— Records for this exercise —
PR #303, opened 2023-05-23
consolidate code shared between print & write commands

cfbao:
### Why

The print and write commands are identical for the most part except their final outputs, so it makes sense to consolidate their code too.

The process is split into three parts
1. authenticate to Okta (now all put in `OktaAuthenticator.AuthenticateAsync`)
2. use Okta session to obtain AWS creds (now all put in `AwsCredsCreator.CreateAwsCredsAsync`)
3. output the AWS creds (remain separate in print & write command handlers)

Step 1 can also be utilized/reused by the future `bmx login` command we talked about.

This also makes some future refactoring I'd like to do easier.

### DIFF
--- a/src/D2L.Bmx/AwsCredsCreator.cs
+++ b/src/D2L.Bmx/AwsCredsCreator.cs
@@ -1,0 +1,65 @@
+using D2L.Bmx.Aws;
+using D2L.Bmx.Okta;
+
+namespace D2L.Bmx;
+
+internal class AwsCredsCreator {
+	private readonly IAwsClient _awsClient;
+	private readonly IConsolePrompter _consolePrompter;
+	private readonly BmxConfig _config;
+
+	public AwsCredsCreator(
+		IAwsClient awsClient,
+		IConsolePrompter consolePrompter,
+		BmxConfig config
+	) {
+		_awsClient = awsClient;
+		_consolePrompter = consolePrompter;
+		_config = config;
+	}
+
+	public async Task<AwsCredentials> CreateAwsCredsAsync(
+		IOktaApi oktaApi,
+		string? account,
+		string? role,
+		int? duration,
+		bool nonInteractive
+	) {
+		var accountState = await oktaApi.GetAccountsAsync( "amazon_aws" );
+		string[] accounts = accountState.Accounts;
+
+		if( string.IsNullOrEmpty( account ) ) {
+			if( !string.IsNullOrEmpty( _config.Account ) ) {
+				account = _config.Account;
+			} else if( !nonInteractive ) {
+				account = _consolePrompter.PromptAccount( accounts );
+			} else {
+				throw new BmxException( "Account value was not provided" );
+			}
+		}
+
+		string accountCredentials = await oktaApi.GetAccountAsync( accountState, account );
+		var roleState = _awsClient.GetRoles( accountCredentials );
+		string[] roles = roleState.Roles;
+
+		if( string.IsNullOrEmpty( role ) ) {
+			if( !string.IsNullOrEmpty( _config.Role ) ) {
+				role = _config.Role;
+			} else if( !nonInteractive ) {
+				role = _consolePrompter.PromptRole( roles );
+			} else {
+				throw new BmxException( "Role value was not provided" );
+			}
+		}
+
+		if( duration is null or 0 ) {
+			if( _config.DefaultDuration is not ( null or 0 ) ) {
+				duration = _config.DefaultDuration;
+			} else {
+				duration = 60;
+			}
+		}
+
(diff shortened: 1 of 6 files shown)


src/D2L.Bmx/OktaAuthenticator.cs
```diff
@@ -1,37 +1,64 @@
...
+			return _oktaApi;
 		} else if( nonInteractive ) {
 			throw new BmxException( "Authentication failed. No cached session" );
 		}
 
 		string password = _consolePrompter.PromptPassword();
 
-		var authState = await oktaApi.AuthenticateAsync( new AuthenticateOptions( user, password ) )
-			.ConfigureAwait( false );
+		var authState = await _oktaApi.AuthenticateAsync( new AuthenticateOptions( user, password ) );
```
cfbao, line 61: `.ConfigureAwait( false )` isn't meaningful in a console (or ASP.NET Core) app

src/D2L.Bmx/PrintHandler.cs
```diff
@@ -34,82 +23,20 @@ IConsolePrompter consolePrompter
...
-			}
-		}
-
-		var tokens = await _awsClient.GetTokensAsync( roleState, role, duration.GetValueOrDefault() );
+		var oktaApi = await _oktaAuth.AuthenticateAsync( org, user, nonInteractive );
+		var awsCreds = await _awsCreds.CreateAwsCredsAsync( oktaApi, account, role, duration, nonInteractive );
 
 		if( string.Equals( output, "bash", StringComparison.OrdinalIgnoreCase ) ) {
-			PrintBash( tokens );
+			PrintBash( awsCreds );
```
cfbao, line 30: naming nit

src/D2L.Bmx/Program.cs
```diff
@@ -116,32 +120,41 @@
...
-	};
+var writeCommand = new Command( "write", "Write to AWS credentials file" ) {
+	accountOption,
+	durationOption,
+	orgOption,
+	writeOutputOption,
+	profileOption,
+	roleOption,
+	userOption,
+	nonInteractiveOption,
```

— What you have to do —
Write out the whole listing again, exactly as it stands.

— Exercise response —
PR #303, opened 2023-05-23
consolidate code shared between print & write commands

cfbao:
### Why

The print and write commands are identical for the most part except their final outputs, so it makes sense to consolidate their code too.

The process is split into three parts
1. authenticate to Okta (now all put in `OktaAuthenticator.AuthenticateAsync`)
2. use Okta session to obtain AWS creds (now all put in `AwsCredsCreator.CreateAwsCredsAsync`)
3. output the AWS creds (remain separate in print & write command handlers)

Step 1 can also be utilized/reused by the future `bmx login` command we talked about.

This also makes some future refactoring I'd like to do easier.

### DIFF
--- a/src/D2L.Bmx/AwsCredsCreator.cs
+++ b/src/D2L.Bmx/AwsCredsCreator.cs
@@ -1,0 +1,65 @@
+using D2L.Bmx.Aws;
+using D2L.Bmx.Okta;
+
+namespace D2L.Bmx;
+
+internal class AwsCredsCreator {
+	private readonly IAwsClient _awsClient;
+	private readonly IConsolePrompter _consolePrompter;
+	private readonly BmxConfig _config;
+
+	public AwsCredsCreator(
+		IAwsClient awsClient,
+		IConsolePrompter consolePrompter,
+		BmxConfig config
+	) {
+		_awsClient = awsClient;
+		_consolePrompter = consolePrompter;
+		_config = config;
+	}
+
+	public async Task<AwsCredentials> CreateAwsCredsAsync(
+		IOktaApi oktaApi,
+		string? account,
+		string? role,
+		int? duration,
+		bool nonInteractive
+	) {
+		var accountState = await oktaApi.GetAccountsAsync( "amazon_aws" );
+		string[] accounts = accountState.Accounts;
+
+		if( string.IsNullOrEmpty( account ) ) {
+			if( !string.IsNullOrEmpty( _config.Account ) ) {
+				account = _config.Account;
+			} else if( !nonInteractive ) {
+				account = _consolePrompter.PromptAccount( accounts );
+			} else {
+				throw new BmxException( "Account value was not provided" );
+			}
+		}
+
+		string accountCredentials = await oktaApi.GetAccountAsync( accountState, account );
+		var roleState = _awsClient.GetRoles( accountCredentials );
+		string[] roles = roleState.Roles;
+
+		if( string.IsNullOrEmpty( role ) ) {
+			if( !string.IsNullOrEmpty( _config.Role ) ) {
+				role = _config.Role;
+			} else if( !nonInteractive ) {
+				role = _consolePrompter.PromptRole( roles );
+			} else {
+				throw new BmxException( "Role value was not provided" );
+			}
+		}
+
+		if( duration is null or 0 ) {
+			if( _config.DefaultDuration is not ( null or 0 ) ) {
+				duration = _config.DefaultDuration;
+			} else {
+				duration = 60;
+			}
+		}
+
(diff shortened: 1 of 6 files shown)


src/D2L.Bmx/OktaAuthenticator.cs
```diff
@@ -1,37 +1,64 @@
...
+			return _oktaApi;
 		} else if( nonInteractive ) {
 			throw new BmxException( "Authentication failed. No cached session" );
 		}
 
 		string password = _consolePrompter.PromptPassword();
 
-		var authState = await oktaApi.AuthenticateAsync( new AuthenticateOptions( user, password ) )
-			.ConfigureAwait( false );
+		var authState = await _oktaApi.AuthenticateAsync( new AuthenticateOptions( user, password ) );
```
cfbao, line 61: `.ConfigureAwait( false )` isn't meaningful in a console (or ASP.NET Core) app

src/D2L.Bmx/PrintHandler.cs
```diff
@@ -34,82 +23,20 @@ IConsolePrompter consolePrompter
...
-			}
-		}
-
-		var tokens = await _awsClient.GetTokensAsync( roleState, role, duration.GetValueOrDefault() );
+		var oktaApi = await _oktaAuth.AuthenticateAsync( org, user, nonInteractive );
+		var awsCreds = await _awsCreds.CreateAwsCredsAsync( oktaApi, account, role, duration, nonInteractive );
 
 		if( string.Equals( output, "bash", StringComparison.OrdinalIgnoreCase ) ) {
-			PrintBash( tokens );
+			PrintBash( awsCreds );
```
cfbao, line 30: naming nit

src/D2L.Bmx/Program.cs
```diff
@@ -116,32 +120,41 @@
...
-	};
+var writeCommand = new Command( "write", "Write to AWS credentials file" ) {
+	accountOption,
+	durationOption,
+	orgOption,
+	writeOutputOption,
+	profileOption,
+	roleOption,
+	userOption,
+	nonInteractiveOption,
```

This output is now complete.